# Hello (again!)



## FLTrapper (Feb 24, 2010)

I have not been on this forum in ages, I do apolgize for my disapearance! I just haven't had a lot of time to post much of interest, due to my schoolwork and other responsibilities.

But there are a lot of great folks here that have helped me learn a lot about hunting and trapping in general, so I feel its only right I come back now and again with updates!

My 2011-12 trapping season (my very first full season) was a great experience, though not a high volume of catches, I learned a ton about what I can do differently this year, especially through training courses with the Florida Trappers Association. I know I definitely got that "Trapping bug" now and can't wait for the season to begin!

I am still doing taxidermy too, and will even be attending the National Taxidermy Competition, up in Arkansas this July. Really looking forward to that! Though I've competed at state level several times, I have never gone to a National competition, so it's an amazing opportunity for me. Here are pictures of the two mounts I'm entering, a gray fox and an Alaskan mink:
















On another note, my outdoor adventure novel, "Spirit of the Fox" is now available on amazon.com as a regular paperback book, as well as in Kindle e-book format. Here's the links for more info:

Regular book: http://www.amazon.com/Spirit-Fox-Ellie-Willingham/dp/1466224053

Kindle e-book: http://www.amazon.com/Spirit-of-the-Fox-ebook/dp/B008FPQ844/ref=la_B001JS36R6_1_3?ie=UTF8&qid=1340987091&sr=1-3

Anyway, that's the short version of what all I've been up to!


----------



## youngdon (Mar 10, 2010)

Hi Ellie, it's good to see you back. Excellent mounts, I think I've gotten that look from a fox before,and the mink is really cool, he absolutely looks to be swimming. Good luck on your trapping this year, we'll look forward to hearing about it....before june...LOL. Do you have any hunts planned for the fall ? Good luck in the competition Ellie ! Be sure to post a pic of you and th mount with your trophy after you win !!


----------



## Rick Howard (Feb 25, 2012)

Welcome back.
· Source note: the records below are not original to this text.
PR #326, opened 2023-09-20
Install restore ConfigMap for secondary releases

sivanov-nuodb:
**Changes**

```
Previously it wasn't possible to define different autoImport sources for
secondary Helm releases as the `restore` ConfigMap was installed only by the
primary Helm release. This prevented automatic database import from working
with storage groups.

Install restore ConfigMap, which has the autoImport and autoRestore
configuration, by secondary Helm release.  This allows auto-importing database
backups/archives when TPSG is enabled. The backup URL from the database archive
servicing a storage group must be configured as `database.autoImport.source`
when installing the corresponding storage group Helm release. When performing
database auto-import, the `database.te.replicas=0` must be set which won't
start Transaction engines (TEs) initially concurrently with adding storage
groups to the database. Once all storage groups transition to an Available
state, the TEs can be scaled up.

The `database.autoImport.credentials` are set only once as they are stored in
the database Secret installed by the primary release. This change doesn't
introduce another Secret resource specific to restore as it is unlikely for
backups from different storage groups to be kept in different backup
repositories.
```


bkelly-ndb (approved):
Looks good. Tested with both autoimport and autorestore and both worked fine. For autoimport on installation TE replicas had to be set to 0. We can handle that in the other review in the troubleshooting section.

PR #329, opened 2023-10-04
License related test change for NuoDB 6

NexFlare:
Changes 

1. VerifyLincenseIsCommunity deprecated and VerifyLicense function added. This function needs an additional parameter `expected` which is of type LicenseType.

It is summer time.. Most people take a break now and again. Nice work on the critters.


----------



## hassell (Feb 9, 2010)

Yes thanks for checking in, how was your school year?, beautiful looking mounts and am glad that you're keeping busy and out of trouble!! HA !!Keep us posted.


----------



## 220swift (Mar 2, 2011)

welcome back, mounts are fantastic and I hope you do well at the competition. Good luck and let us know how you did.


----------



## Ruger (Jan 22, 2011)

Glad to have ya back, great looking mounts. Good luck with the competition and your trapping season. Keep us posted.


----------



## bones44 (Jan 7, 2011)

Nice work Ellie ! Glad to hear the season went well. Check in whenever you get the chance. Always glad to see your work.


----------



## FLTrapper (Feb 24, 2010)

Thanks all! My school year has been busy, and difficult, but I'm getting through it. Finishing up my last class of the semester now. Then I only have one more class before I graduate, though unfortunately that particular class won't be available until the winter semester of 2013!
So there will be a big year-long gap in between classes for me, so I'm going to use that time to get another temporary job (which is proving extremely hard to find in my area), or if that doesn't work out, I at least have enough money saved to support myself for a while, adding extra income by doing some taxidermy and trapping/selling fur. I'll keep myself busy and outdoors, for sure!


----------



## Rick Howard (Feb 25, 2012)

Will they allow you to take the class at another school and transfer the credits?


----------



## Mattuk (Oct 16, 2010)

Very nice Ellie.


----------